Gli arredi sono artigianali e locali, a chilometro zero. Il soffitto è composto da 450 pannelli unici in loden, prodotto da una delle aziende più antiche di Brunico e dipinto a freddo con pennellate verticali fatte a mano, secondo un’antica tecnica giapponese per non inquinare l’acqua. Tra i pannelli si snodano 220 metri di binari dove scorrono i lampadari, fatti in vescica di maiale, un materiale che altrimenti sarebbe stato buttato. Il pavimento è in larice, a incastro, le pareti della cucina e del bancone in serpentino, nero o verde a seconda del modo in cui è tagliato.
Sedie e tavoli sono pezzi unici in legno naturale, per evitare l’uso di tovaglie, e si incastrano tra loro rendendo il locale estremamente flessibile. Per le necessità degli ospiti o per godere meglio della luce o della vista. Anche le due colonne della sala svaniscono per un effetto ottico per lasciare libero il campo visivo. “Dalla vetrata – spiega Niederkofler – si vede da dove arriva il legno, dov’è il falegname, da dove arriva la verdura o il formaggio”.

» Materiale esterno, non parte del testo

PR #398, opened 2025-06-22
Replace staticcheck with golangci-lint

### LINKED ISSUE #321: Consolidate lint stage checks with golangci-lint
We agreed to take this approach https://github.com/open-telemetry/opamp-go/pull/318#issuecomment-2489540935.

tylerauerbeck:
As mentioned in #321 and associated issues/PR's, this PR adds `golangci-lint` configs (mostly adapted from the [opentelemetry-collector config](https://github.com/open-telemetry/opentelemetry-collector/blob/main/.golangci.yml). This enables just the `staticcheck` linter for now since this is what it's replacing and then the standard formatters. The existing lints that needed fixed were then addressed in separate commits.

This also updates the appropriate workflow (now named `lint.yaml`) and runs it using the latest `golangci-lint` v2 version.

Resolves #321


.github/workflows/lint.yml
```diff
@@ -0,0 +1,27 @@
+name: static-check
```
michel-laterman, line 1: (nitpick): Should this be renamed to lint?

.github/workflows/lint.yml
michel-laterman, line 1: Should we enable annotations from golangci-lint: https://github.com/golangci/golangci-lint-action?tab=readme-ov-file#annotations?

PR #401, opened 2025-06-23
chore(ci): add govulncheck workflow

### LINKED ISSUE #294: Add govulncheck to the CI
We should check for vulnerabilities in each push: https://pkg.go.dev/golang.org/x/vuln/cmd/govulnchec

For example, the current Server (Go 1.20) has the following vulnerabilities: 

```
Vulnerability #2: GO-2024-2887
    Unexpected behavior from Is methods for IPv4-mapped IPv6 addresses in
    net/netip
  More info: https://pkg.go.dev/vuln/GO-2024-2887
  Standard library
    Found in: net/netip@go1.21.10
    Fixed in: net/netip@go1.21.11
    Example traces found:
Error:       #1:  server.server.Start, which eventually calls netip.Addr.IsLoopback
Error:       #2:  server.server.Start, which eventually calls netip.Addr.IsMulticast
```

tylerauerbeck:
Per #294, adds govulncheck to a workflow and additionally to the makefile so it can be run during CI and locally.

Resolves #294


.github/workflows/govuln.yml
```diff
@@ -0,0 +1,28 @@
...
+    name: govulncheck (project)
+    runs-on: ubuntu-latest
+    steps:
+      - uses: actions/checkout@v4
+        with:
+          fetch-depth: 1
+      - name: Setup Go
+        uses: actions/setup-go@v5.5.0
+        with:
+          go-version: "1.22"
```
michel-laterman, line 23:
```suggestion
          go-version-file: "go.mod"
```

michel-laterman (commented):
I've changed other workflows to use `go.mod` as the source for the go version

.github/workflows/govuln.yml
```diff
@@ -0,0 +1,28 @@
...
+      - id: govulncheck
+        uses: golang/govulncheck-action@v1
+        with:
+           go-version-input: 1.22
```
michel-laterman, line 27:
```suggestion
           go-version-file: "go.mod"
```

PR #403, opened 2025-06-27
Plumb TLS Config to Package Syncer

owais:
Package Syncer uses the default HTTP Client from stdlib (http.DefaultClient) and ignores the TLS configuration provided by the user. This means opamp client can correctly uses TLS configuration for everything but fails when it comes to downloading packages. This is important in situtations where a server needs custom TLS config to work correctly.

This commit ensures Package Syncer uses the same TLS config that HTTP and WebSocker clients use to talk to the server.

This is technically a bug fix. Users passing TLS config to StartSettings would expect opamp client to use the settings for all connections which is not true. This PR ensures the client works as configured for all outgoing connections.

### DIFF
--- a/client/internal/httpsender.go
+++ b/client/internal/httpsender.go
@@ -58,6 +58,7 @@ type HTTPSender struct {
 	url                string
 	logger             types.Logger
 	client             *http.Client
+	tlsConfig          *tls.Config
 	callbacks          types.Callbacks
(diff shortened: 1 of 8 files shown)


tigrannajaryan:
Closed in favour of https://github.com/open-telemetry/opamp-go/pull/405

Perché anche il cibo è, c’era da aspettarselo, a chilometro zero, come vuole la filosofia Cook the mountain, di cui Niederkofler è ideatore insieme a Paolo Ferretti. “Non usiamo olio di oliva o agrumi. Avete mai visto un ulivo o un arancio in queste zone?”, chiede lo chef. Banditi i prodotti che arrivano dalle serre o da lontano. Dall’estero ha solo preso in prestito le tecniche, di conservazione o di cottura, da applicare a quello che la natura offre intorno al suo rifugio. Come l’acqua. Ad AlpInn infatti è una bottle free zone: non ci sono bottiglie d’acqua, né di plastica né in vetro: si beve l’acqua della sorgente, grazie alla tecnologia della Bwt, un’azienda che dal 1823 ha fatto dell’acqua la sua missione. “Una scelta – spiega Niederkofler – che ci permette di evitare il trasporto di 36mila bottiglie da e per la valle ogni anno. E di finanziare nuovi pozzi d’acqua in Africa”.
Certo la strada verso una sostenibilità al 100% è ancora lunga, ma il percorso è a buon punto: “Fino al 2008 esisteva come prima cosa Norbert lo chef. Decidevo le ricette e poi pensavo a dove e come procurarmi le materie prime. Non ero consapevole di quanto fosse complesso il tutto. Oggi la natura è al primo posto, poi vengono i produttori, solo per ultimo arriva la cucina. Ho invertito il percorso. Ci sono rimasti solo 40 raccolti. A me può anche non fregare nulla, ma ai miei figli cosa lascio? Il tempo sta scadendo. Dobbiamo invece riappropriarcene e rispettarlo. Nei cicli della natura come nella vita. Solo così possiamo cambiare le cose. Non solo in montagna”.